Analysis area for each target cell
Schematic showing how the analysis area (blue) is determined by the Geomorphon Landforms tool given a target cell.

There are more than 498 unique geomorphon patterns that can be classified into 10 different landforms: flat, peak, ridge, shoulder, spur, slope, hollow, footslope, valley, and pit (Jasiewicz and Stepiski, 2012). The unique geomorphon pattern and classification result are both outputs of the Geomorphon Landforms tool. 

The primary output is the Output landforms raster, which contains the terrain classification results. By looking at that raster, you can gain valuable insights to answer questions in areas such as wildfire monitoring, landslide susceptibility, or hydrology. For example, you might want to find out where mountain peaks are to optimize the placement of wildfire monitoring towers. Or you might want to know where valleys are to understand where rivers and streams flow. 

The optional Output geomorphons raster parameter records the raw geomorphon pattern as a unique identifier. These patterns are what the tool classifies into the 10 different possible landforms. You can use this output to classify the terrain into different categories than those applied to the Output landforms raster result. 

Output landform raster, result of the Geomorphon Landforms tool
Ridge and valley landform types in the northeastern part of Switzerland, close to the Alte Aare river, identified using the Geomorphon Landforms tool in ArcGIS Pro 3.1.

Summary

Whether you are interested in exploring remote mountain ranges, need terrain information for your specific application, or simply learning more about the world around you, the new Geomorphon Landforms tool will come to hand. Future blog posts and articles will give you a more detailed picture of how to use this tool’s capabilities.  

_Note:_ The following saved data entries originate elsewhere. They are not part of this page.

PR #3915, opened 2026-09-03
feat(client): define the neutral palette, switch to Geist, and standardize controls

gorkem-bwl:
Design pass over the client theme. No component was restructured — this is almost entirely tokens, plus the handful of component fixes those tokens exposed.

## Why

The palette declared a brand green and six chart hues but never defined the neutrals, so MUI's defaults filled the gap:

- `text.secondary` was `rgba(0,0,0,0.6)` — and every table cell renders through it, which is most of the "washed out" feeling
- `background.default` equalled `background.paper`, so cards and tables had no ground to sit on
- `divider` at 12% black made table rules barely visible
- `success`/`error`/`warning` were stock Material red/green/orange, unrelated to the brand
- Only two font weights existed (h1 500, everything else 400), so h2 was the same weight as body text

## What changed

**Palette.** An opaque neutral ramp biased slightly green, an off-white `background.default` so paper separates from the page, and semantic colours derived from the brand. Dark mode got the same treatment — it defined `background` and `secondary` but its text and divider were still MUI defaults. Every pair passes WCAG AA in both themes; the weakest is 4.63:1.

**Typography.** Geist Variable, self-hosted via `@fontsource-variable/geist` so air-gapped installs keep the typeface. Base size stays 13px. `h1` 700 / `h2` 600 against 400 body, and table headers 500 → 600.

**One control height.** Buttons, inputs, selects, pickers, toggles and tabs declared 34 while IconButton and the PageHeader action sat at 32, so mixed rows were 2px out of alignment. All now read `CONTROL_HEIGHT` from `constants.ts`. Two content-box fixes were needed to make 32 safe, both measured in the browser: MUI's button line-height (1.75 → 22.75px at our base) already overflowed its own box at 34, and MUI's 8.5px inner input padding meant an input's content needed 35.7px inside a 32px shell. Verified in the DOM that button, select and input all render at exactly 32 with `scrollHeight === height`.

**One border story for inputs.** The theme hovered to near-black while Select, TextInput and DatePicker each overrode hover back to `divider` — the resting colour — so those had no hover cue at all. Now defined once and inherited: rest `divider`, hover `text.disabled`, focus brand at 2px, error `error.main`. The per-component overrides are gone.

**Icon sizing.** `Icon` defaulted to 20px, but 17 call sites asked for 16 explicitly against 2 for 20, and the sidebar clamped to 16 in CSS — so 16 was the house size and 20 was a default nobody chose. Anything bare rendered above the cap height of the 13px text beside it. Default is now 16, with the public status page's warning icon pinned at 20 so a published page is unaffected.

**Row selection.** `getRowSx` set a background on the `<tr>`, but every `<td>` paints `background.paper` over it, and the hover rule targets cells — so hover won and selection was invisible. Selection and hover are now both cell-level rules in `DataTable`, with selection first. Uptime, Docker and Infrastructure each had their own broken copy; they now share one implementation via a new `isRowSelected` prop.

## Things worth a reviewer's eye

- **Chart colours shifted.** MUI derives `.light` from `.main`, so histograms, heatmaps and PageSpeed pies moved from Material's bright tones (`#4caf50`, `#ef5350`, `#ff9800`) to brand-derived ones. Intentional, but it touches 8 chart files that no commit message names directly.
- **The offline banner now uses `error.dark`.** In dark mode `error.main` is light enough that MUI derives near-black `contrastText`, which read as a warning rather than an outage. Darkening `error.main` itself was the alternative, but ~30 places use it as text or a chart mark on a dark ground where the lighter value is correct.
- **Dark-mode focus rings use `primary.light`.** The brand green is only 2.86:1 on the dark ground, which made a focused input dimmer than a hovered one. `primary.main` is deliberately untouched — it is the fill for contained buttons, and lightening it would flip their labels to dark text across 31 sites.
- **`isRowSelected` is desktop-only.** The small-screen card branch does not style selection, the same limitation `getRowSx` already had. Documented on the prop rather than fixed here.

## Testing

`npx tsc --noEmit`, `npm run build` and `npm run format-check` all pass. `npm run lint` reports 12 errors / 308 warnings, identical to `develop` — all in untouched files (`Validation/patterns.ts`, `Validation/validation.js`, `vite.config.ts`).

Two rounds of automated review were run against the branch and their findings applied, including a real regression this introduced: once the sidebar moved onto `paper`, the selected nav item composited darker than its ground while hover came out lighter, so hovering any other item made it read as more selected than the actual selection.

Worth exercising by hand: Settings and Create Monitor (densest forms — the input padding change touches every field), dark mode generally, and the public status pages, whose font stack lost its dead `"Inter"` entry.


client/src/Components/design-elements/OfflineBanner.tsx
```diff
@@ -37,8 +37,14 @@ export const OfflineBanner = ({ visible }: OfflineBannerProps) => {
 				left: 0,
 				right: 0,
 				zIndex: theme.zIndex.snackbar,
-				backgroundColor: theme.palette.error.main,
-				color: theme.palette.error.contrastText,
+				// `error.dark` rather than `main`: in dark mode `main` is light
```
malenacaroline: Can you remove these comments? Comments are helpful for explaining complex logic, but most UI changes don’t need them if the code is clear enough. Too many comments can make the code less readable.

client/src/Components/design-elements/Icon.tsx
```diff
@@ -8,7 +8,10 @@ interface IconProps {
 	color?: string;
 }
 
-const Icon = ({ icon: Icon, size = 20, strokeWidth = 1.5, color }: IconProps) => {
+// 16 is the house size: 17 call sites ask for it explicitly against 2 for 20,
+// and the sidebar clamps to 16 in CSS. A 20px default put icons above the cap
```
malenacaroline: Let’s try to find a better place to document these UI decisions. The code itself isn’t the best place for them.

client/src/Components/design-elements/PageHeader.tsx
```diff
@@ -142,7 +146,7 @@ export const PageHeader = ({
 								alignItems: "center",
 								justifyContent: "center",
 								width: 36,
-								height: 32,
+								height: CONTROL_HEIGHT,
```
malenacaroline: What does `CONTROL_HEIGHT` mean? Could we use a more specific name, like `BASE_HEIGHT` or something similar?

malenacaroline (changes requested):

client/src/Components/design-elements/PageHeader.tsx
ajhollid: It's the base height for all control type elements, like buttons, tabs etc.  Maybe `INPUT_BASE_HEIGHT`?

client/src/Components/design-elements/Table.tsx
```diff
@@ -241,7 +259,12 @@ export function DataTable<
 						return (
 							<Fragment key={key}>
 								<TableRow
-									className={isInteractive ? "is-clickable" : undefined}
+									className={[
+										isInteractive ? "is-clickable" : "",
+										isRowSelected?.(row) ? "is-selected" : "",
+									]
+										.filter(Boolean)
+										.join(" ")}
```
ajhollid: This works, but it is not intuitive, and we don't use classnames anywhere else in the application, so a better approach would probably be to use the `sx` props as usual

ajhollid (approved):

If you are interested in terrain analysis, please see the following blog: 

 

Reference

Jasiewicz, J and Stepinski, T. J., Geomorphons – a pattern recognition approach to classification and mapping of landforms, Geomorphology, 182, January 15, 2013: 147-56. https://doi.org/10.1016/j.geomorph.2012.11.005 

About the author

Tania Lopez-Cantu is a Senior Product Engineer in the Raster Analysis team at Esri. She works with raster and scientific multidimensional data to solve problems in water resources management and climate change impacts. Her role at Esri includes conducting research, building and maintaining tools for hydrological and terrain analysis. She holds a Ph.D. in Civil and Environmental Engineering from Carnegie Mellon University.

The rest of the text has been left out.